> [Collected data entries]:
........

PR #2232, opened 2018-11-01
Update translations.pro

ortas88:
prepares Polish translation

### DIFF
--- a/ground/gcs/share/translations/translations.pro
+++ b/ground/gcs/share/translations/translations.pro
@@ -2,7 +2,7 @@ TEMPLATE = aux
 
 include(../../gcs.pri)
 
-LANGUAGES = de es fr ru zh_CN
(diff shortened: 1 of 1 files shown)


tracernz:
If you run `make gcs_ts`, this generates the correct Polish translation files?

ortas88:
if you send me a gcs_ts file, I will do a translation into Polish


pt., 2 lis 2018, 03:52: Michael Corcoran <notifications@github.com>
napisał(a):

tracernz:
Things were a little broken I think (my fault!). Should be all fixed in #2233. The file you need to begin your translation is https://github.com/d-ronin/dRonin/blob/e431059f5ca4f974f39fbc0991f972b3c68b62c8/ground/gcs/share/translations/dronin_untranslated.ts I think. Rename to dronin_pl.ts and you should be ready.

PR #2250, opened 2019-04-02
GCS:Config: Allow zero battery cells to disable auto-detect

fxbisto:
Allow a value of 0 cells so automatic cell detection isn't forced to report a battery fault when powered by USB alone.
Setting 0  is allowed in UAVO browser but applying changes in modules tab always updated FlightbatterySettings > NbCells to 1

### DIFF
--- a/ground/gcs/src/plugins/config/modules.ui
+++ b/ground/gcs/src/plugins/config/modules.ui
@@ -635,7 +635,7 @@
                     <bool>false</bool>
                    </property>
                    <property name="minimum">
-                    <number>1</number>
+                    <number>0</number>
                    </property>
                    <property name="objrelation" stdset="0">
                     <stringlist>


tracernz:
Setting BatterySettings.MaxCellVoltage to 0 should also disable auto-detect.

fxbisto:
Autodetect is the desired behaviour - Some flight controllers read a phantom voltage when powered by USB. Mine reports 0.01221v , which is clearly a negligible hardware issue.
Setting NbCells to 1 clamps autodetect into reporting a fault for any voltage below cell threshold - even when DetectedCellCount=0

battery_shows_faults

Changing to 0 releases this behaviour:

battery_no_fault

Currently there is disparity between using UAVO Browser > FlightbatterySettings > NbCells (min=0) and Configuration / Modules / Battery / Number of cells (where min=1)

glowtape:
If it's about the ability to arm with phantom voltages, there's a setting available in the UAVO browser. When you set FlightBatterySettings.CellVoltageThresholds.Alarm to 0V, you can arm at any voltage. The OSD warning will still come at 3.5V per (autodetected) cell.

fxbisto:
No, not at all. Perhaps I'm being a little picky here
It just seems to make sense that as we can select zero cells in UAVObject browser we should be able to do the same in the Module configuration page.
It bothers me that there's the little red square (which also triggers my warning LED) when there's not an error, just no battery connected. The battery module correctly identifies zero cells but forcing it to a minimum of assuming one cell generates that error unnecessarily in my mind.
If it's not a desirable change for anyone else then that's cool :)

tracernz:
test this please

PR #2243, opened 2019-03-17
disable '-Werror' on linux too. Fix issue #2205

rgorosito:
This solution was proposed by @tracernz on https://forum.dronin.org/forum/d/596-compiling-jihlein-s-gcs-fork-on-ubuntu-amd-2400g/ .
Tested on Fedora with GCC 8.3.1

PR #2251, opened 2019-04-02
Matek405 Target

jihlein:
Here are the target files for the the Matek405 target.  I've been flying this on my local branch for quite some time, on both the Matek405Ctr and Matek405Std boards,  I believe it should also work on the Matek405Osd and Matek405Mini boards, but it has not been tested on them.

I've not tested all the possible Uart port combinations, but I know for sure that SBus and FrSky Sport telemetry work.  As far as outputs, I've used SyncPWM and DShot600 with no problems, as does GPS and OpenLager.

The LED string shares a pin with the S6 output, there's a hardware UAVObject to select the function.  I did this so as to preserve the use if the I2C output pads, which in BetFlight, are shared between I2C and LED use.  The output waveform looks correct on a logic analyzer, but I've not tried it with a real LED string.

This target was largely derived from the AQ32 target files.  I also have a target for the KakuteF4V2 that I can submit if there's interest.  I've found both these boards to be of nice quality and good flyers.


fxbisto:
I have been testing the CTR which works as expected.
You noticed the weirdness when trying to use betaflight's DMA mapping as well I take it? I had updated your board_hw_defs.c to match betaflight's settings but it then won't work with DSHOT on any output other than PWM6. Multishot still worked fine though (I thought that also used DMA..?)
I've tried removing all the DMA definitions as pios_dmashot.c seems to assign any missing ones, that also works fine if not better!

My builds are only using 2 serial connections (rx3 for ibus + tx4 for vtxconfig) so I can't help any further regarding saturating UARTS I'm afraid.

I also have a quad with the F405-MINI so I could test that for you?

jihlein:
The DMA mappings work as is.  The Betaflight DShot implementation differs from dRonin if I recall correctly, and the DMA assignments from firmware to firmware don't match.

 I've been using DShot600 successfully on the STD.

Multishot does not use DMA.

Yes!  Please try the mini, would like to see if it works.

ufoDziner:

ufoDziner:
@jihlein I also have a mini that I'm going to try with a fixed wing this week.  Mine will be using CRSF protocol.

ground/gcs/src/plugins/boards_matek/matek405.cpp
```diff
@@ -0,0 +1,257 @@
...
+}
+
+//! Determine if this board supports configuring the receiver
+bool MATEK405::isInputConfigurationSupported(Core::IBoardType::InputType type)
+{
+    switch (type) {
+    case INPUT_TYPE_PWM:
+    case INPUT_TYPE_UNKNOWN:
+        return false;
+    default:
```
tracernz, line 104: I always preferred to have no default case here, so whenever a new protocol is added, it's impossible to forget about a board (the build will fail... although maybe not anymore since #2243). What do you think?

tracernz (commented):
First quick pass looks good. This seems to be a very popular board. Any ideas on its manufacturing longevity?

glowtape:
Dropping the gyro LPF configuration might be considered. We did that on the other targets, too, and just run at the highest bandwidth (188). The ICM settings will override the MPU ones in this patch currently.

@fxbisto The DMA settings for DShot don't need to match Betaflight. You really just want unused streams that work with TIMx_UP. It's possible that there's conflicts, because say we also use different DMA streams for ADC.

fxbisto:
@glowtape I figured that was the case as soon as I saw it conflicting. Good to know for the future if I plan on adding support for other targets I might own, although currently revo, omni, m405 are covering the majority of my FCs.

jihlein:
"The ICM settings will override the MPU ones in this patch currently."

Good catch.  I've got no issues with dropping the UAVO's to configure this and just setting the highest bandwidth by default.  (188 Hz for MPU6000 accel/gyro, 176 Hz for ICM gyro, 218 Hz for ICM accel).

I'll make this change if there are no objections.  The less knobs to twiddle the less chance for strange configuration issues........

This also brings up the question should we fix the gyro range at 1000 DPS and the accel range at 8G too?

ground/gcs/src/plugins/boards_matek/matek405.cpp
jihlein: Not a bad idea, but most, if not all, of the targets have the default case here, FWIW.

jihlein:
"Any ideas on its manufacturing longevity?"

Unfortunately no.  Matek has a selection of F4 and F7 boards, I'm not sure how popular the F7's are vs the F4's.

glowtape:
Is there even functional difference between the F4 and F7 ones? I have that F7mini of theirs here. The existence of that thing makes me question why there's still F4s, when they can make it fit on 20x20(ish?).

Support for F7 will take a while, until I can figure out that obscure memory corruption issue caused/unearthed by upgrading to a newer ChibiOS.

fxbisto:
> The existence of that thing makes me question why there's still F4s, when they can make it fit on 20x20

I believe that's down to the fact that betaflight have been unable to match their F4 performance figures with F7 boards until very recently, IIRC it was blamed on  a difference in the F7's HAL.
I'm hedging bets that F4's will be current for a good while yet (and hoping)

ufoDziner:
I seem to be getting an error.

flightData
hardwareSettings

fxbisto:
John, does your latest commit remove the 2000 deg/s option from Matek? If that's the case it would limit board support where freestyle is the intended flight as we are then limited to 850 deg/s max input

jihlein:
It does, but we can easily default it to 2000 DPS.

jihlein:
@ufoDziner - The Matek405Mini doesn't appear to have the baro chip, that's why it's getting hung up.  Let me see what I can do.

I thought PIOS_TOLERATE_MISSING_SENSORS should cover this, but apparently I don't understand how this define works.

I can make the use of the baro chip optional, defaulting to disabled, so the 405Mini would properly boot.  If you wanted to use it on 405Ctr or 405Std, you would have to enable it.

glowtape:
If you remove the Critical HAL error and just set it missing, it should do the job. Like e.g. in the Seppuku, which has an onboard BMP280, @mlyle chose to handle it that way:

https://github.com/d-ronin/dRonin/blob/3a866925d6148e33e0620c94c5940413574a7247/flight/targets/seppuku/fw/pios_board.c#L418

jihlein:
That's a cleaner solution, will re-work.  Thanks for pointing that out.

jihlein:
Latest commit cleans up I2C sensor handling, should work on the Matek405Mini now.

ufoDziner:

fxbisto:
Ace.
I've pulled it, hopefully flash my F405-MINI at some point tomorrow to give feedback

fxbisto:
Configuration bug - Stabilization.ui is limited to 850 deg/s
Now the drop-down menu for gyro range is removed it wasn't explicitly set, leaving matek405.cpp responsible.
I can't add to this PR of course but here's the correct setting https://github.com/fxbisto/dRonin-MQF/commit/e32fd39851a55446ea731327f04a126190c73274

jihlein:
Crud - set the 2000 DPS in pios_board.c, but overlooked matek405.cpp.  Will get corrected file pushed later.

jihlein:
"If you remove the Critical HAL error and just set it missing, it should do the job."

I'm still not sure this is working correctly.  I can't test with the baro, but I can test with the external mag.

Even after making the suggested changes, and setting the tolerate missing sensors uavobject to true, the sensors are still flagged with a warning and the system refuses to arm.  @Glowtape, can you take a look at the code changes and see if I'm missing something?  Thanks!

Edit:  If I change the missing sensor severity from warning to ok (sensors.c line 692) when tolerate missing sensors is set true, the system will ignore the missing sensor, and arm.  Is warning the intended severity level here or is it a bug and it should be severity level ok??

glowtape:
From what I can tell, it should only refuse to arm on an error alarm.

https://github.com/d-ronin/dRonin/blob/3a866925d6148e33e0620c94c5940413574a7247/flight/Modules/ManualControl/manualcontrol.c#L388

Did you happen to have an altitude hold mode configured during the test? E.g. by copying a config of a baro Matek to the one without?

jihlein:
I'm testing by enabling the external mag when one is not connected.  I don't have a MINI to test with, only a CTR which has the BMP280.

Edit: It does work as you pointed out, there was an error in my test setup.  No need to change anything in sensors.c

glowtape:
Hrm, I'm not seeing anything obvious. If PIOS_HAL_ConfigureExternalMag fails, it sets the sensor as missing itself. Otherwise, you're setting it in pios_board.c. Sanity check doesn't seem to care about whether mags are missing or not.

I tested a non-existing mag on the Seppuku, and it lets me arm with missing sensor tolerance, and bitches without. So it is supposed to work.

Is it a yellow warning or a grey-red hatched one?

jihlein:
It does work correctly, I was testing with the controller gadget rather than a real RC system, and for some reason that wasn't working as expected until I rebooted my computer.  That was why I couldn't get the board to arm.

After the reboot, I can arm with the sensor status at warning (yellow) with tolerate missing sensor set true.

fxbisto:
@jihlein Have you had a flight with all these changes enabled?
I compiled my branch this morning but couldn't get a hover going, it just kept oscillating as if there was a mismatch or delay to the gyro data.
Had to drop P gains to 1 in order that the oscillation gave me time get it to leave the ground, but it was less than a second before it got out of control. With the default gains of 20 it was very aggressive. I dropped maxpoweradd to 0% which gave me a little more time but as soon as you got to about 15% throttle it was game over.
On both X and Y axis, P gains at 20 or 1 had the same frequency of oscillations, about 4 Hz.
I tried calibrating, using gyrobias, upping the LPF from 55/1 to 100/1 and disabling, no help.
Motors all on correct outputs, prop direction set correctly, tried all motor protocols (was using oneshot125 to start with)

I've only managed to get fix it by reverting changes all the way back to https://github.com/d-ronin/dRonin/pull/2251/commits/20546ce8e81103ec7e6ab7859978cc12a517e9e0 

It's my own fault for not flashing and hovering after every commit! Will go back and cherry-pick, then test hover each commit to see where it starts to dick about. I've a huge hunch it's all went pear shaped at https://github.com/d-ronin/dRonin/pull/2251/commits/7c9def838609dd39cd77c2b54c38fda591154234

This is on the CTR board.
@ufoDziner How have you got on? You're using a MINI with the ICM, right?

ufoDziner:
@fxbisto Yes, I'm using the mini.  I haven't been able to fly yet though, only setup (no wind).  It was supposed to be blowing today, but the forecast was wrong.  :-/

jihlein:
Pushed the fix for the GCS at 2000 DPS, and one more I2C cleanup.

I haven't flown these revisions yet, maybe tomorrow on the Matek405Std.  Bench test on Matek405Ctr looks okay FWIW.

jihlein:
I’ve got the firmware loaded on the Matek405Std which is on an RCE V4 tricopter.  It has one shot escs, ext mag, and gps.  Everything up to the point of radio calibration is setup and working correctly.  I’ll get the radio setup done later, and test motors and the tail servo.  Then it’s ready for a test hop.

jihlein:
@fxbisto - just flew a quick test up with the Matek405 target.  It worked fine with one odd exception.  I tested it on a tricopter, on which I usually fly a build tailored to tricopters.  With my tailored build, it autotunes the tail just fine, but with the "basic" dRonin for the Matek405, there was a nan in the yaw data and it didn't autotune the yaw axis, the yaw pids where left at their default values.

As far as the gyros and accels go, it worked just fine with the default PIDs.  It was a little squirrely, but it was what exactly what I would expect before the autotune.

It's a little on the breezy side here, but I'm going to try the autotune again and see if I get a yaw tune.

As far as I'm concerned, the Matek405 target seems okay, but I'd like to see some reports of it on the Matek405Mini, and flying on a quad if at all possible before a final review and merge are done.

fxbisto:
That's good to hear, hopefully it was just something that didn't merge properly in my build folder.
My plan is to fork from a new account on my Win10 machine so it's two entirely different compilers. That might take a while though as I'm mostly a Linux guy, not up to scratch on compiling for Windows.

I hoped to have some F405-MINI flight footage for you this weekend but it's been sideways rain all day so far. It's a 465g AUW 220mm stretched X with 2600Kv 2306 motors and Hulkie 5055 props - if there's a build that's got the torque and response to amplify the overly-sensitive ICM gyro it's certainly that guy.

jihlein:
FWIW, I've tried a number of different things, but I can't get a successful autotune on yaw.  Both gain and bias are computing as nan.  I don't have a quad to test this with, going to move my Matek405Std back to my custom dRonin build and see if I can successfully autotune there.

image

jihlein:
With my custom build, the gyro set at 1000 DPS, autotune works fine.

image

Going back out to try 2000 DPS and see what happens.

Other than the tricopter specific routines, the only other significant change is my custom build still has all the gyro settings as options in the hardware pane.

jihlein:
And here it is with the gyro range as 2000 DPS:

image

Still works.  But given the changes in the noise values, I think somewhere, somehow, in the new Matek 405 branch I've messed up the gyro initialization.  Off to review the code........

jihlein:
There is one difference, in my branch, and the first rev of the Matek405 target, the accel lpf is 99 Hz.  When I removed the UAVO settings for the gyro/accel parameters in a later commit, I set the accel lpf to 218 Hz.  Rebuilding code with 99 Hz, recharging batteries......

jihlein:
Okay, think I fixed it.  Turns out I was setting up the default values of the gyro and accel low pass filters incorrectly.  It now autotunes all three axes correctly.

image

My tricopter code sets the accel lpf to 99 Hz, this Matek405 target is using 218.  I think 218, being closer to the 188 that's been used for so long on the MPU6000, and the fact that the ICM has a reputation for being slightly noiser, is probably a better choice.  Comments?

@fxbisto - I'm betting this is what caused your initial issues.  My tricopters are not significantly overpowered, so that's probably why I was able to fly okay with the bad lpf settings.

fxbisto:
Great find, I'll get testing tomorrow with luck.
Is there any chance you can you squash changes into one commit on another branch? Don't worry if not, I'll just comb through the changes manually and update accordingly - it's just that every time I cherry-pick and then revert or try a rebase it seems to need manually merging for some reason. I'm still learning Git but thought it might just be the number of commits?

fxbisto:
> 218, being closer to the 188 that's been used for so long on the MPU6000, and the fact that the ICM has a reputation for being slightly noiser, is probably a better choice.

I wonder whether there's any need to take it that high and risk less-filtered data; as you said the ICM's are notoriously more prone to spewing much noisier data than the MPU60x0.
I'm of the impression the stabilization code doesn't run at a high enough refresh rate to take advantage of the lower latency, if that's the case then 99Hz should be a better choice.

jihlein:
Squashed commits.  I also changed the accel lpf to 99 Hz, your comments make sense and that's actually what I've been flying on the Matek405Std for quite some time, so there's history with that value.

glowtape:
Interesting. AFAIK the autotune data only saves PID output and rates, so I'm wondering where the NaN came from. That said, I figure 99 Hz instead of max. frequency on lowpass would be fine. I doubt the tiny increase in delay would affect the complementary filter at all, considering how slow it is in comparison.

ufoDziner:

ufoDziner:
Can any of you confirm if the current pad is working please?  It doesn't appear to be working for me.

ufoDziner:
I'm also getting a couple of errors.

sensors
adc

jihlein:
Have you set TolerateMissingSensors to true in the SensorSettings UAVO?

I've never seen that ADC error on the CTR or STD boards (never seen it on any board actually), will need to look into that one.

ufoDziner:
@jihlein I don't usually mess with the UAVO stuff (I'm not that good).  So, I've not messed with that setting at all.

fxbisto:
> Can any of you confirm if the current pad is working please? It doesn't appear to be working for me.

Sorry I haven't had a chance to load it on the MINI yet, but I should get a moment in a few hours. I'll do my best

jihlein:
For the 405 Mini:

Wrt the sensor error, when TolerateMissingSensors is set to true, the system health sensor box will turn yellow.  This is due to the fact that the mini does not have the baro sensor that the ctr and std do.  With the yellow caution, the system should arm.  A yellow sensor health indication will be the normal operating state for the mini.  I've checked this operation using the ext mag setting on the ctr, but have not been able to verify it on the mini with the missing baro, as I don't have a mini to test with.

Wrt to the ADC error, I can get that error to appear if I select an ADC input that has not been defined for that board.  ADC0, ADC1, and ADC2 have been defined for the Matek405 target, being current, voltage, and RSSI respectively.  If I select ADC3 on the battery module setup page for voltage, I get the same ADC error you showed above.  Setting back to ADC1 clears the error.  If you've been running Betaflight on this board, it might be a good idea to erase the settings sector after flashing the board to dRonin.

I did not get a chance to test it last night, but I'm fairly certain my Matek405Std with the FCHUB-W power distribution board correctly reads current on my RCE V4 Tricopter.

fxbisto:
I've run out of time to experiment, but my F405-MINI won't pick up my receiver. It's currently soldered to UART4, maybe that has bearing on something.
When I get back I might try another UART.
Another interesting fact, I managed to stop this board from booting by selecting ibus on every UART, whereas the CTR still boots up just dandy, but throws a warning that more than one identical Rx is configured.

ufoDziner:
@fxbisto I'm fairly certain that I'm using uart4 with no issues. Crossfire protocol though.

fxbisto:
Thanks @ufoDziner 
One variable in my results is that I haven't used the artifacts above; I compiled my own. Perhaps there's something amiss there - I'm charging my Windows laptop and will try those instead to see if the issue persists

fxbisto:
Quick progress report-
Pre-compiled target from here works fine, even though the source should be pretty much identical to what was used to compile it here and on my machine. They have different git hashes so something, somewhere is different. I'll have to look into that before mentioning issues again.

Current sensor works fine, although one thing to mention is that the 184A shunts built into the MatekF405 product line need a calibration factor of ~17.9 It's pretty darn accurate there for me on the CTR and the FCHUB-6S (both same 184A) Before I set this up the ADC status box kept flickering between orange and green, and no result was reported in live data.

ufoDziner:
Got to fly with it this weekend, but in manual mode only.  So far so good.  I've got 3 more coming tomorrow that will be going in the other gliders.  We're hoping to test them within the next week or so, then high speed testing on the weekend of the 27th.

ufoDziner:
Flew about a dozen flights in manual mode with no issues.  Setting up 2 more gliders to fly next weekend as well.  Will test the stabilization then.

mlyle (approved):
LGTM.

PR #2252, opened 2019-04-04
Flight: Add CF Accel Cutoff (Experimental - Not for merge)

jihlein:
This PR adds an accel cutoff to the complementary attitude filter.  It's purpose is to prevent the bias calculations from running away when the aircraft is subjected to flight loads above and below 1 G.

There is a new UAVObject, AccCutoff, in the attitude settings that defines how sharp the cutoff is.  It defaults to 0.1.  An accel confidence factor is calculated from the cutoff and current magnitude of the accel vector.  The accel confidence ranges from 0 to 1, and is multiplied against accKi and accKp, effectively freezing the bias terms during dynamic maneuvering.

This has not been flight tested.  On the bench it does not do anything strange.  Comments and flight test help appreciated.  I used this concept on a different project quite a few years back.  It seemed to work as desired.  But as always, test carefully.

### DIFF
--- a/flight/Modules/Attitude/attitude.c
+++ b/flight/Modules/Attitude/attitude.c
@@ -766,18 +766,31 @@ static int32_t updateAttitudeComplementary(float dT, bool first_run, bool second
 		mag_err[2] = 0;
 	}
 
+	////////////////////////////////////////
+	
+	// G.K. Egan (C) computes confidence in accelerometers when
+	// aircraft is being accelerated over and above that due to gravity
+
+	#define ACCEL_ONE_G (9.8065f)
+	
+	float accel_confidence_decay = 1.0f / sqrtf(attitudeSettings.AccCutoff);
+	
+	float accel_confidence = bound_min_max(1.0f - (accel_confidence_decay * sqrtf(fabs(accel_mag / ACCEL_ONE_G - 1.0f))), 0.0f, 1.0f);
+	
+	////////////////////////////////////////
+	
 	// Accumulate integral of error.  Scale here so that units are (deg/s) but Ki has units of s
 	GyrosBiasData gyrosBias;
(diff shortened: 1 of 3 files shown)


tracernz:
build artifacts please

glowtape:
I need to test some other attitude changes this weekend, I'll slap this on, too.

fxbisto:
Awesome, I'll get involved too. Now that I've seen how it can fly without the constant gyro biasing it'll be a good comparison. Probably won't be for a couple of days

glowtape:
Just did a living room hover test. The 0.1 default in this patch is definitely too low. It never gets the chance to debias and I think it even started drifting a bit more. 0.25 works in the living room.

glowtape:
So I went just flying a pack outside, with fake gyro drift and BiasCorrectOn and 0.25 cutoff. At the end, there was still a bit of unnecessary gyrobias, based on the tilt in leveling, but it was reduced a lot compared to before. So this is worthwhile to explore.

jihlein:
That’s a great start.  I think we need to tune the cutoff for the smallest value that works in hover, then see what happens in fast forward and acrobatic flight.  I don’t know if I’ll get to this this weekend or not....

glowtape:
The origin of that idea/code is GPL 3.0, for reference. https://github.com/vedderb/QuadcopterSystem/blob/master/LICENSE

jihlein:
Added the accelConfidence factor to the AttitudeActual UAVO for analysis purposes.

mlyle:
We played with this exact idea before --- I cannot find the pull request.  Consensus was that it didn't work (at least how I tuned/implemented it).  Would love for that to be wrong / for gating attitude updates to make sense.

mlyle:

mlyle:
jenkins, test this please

........

> [Requirement]: Across the data, find each line that has "flashing" in it and copy that line.

> [Written solution]:
It's my own fault for not flashing and hovering after every commit! Will go back and cherry-pick, then test hover each commit to see where it starts to dick about. I've a huge hunch it's all went pear shaped at https://github.com/d-ronin/dRonin/pull/2251/commits/7c9def838609dd39cd77c2b54c38fda591154234
Wrt to the ADC error, I can get that error to appear if I select an ADC input that has not been defined for that board.  ADC0, ADC1, and ADC2 have been defined for the Matek405 target, being current, voltage, and RSSI respectively.  If I select ADC3 on the battery module setup page for voltage, I get the same ADC error you showed above.  Setting back to ADC1 clears the error.  If you've been running Betaflight on this board, it might be a good idea to erase the settings sector after flashing the board to dRonin.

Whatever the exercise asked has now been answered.